PR #192, opened 2016-07-05
AuditedCollection renames indexBy value and then use it. That avoids …

hubipe:
…name collisions between loaded entity identifiers and indexation settings on association.

### DIFF
--- a/src/SimpleThings/EntityAudit/Collection/AuditedCollection.php
+++ b/src/SimpleThings/EntityAudit/Collection/AuditedCollection.php
@@ -448,7 +448,7 @@ class AuditedCollection implements Collection
             $sql .= $this->configuration->getRevisionTypeFieldName().' AS revtype, ';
──────────────────────────────
Task prompt: What is needed is an exact copy of every record above.

Exercise solution:
PR #192, opened 2016-07-05
AuditedCollection renames indexBy value and then use it. That avoids …

hubipe:
…name collisions between loaded entity identifiers and indexation settings on association.

### DIFF
--- a/src/SimpleThings/EntityAudit/Collection/AuditedCollection.php
+++ b/src/SimpleThings/EntityAudit/Collection/AuditedCollection.php
@@ -448,7 +448,7 @@ class AuditedCollection implements Collection
             $sql .= $this->configuration->getRevisionTypeFieldName().' AS revtype, ';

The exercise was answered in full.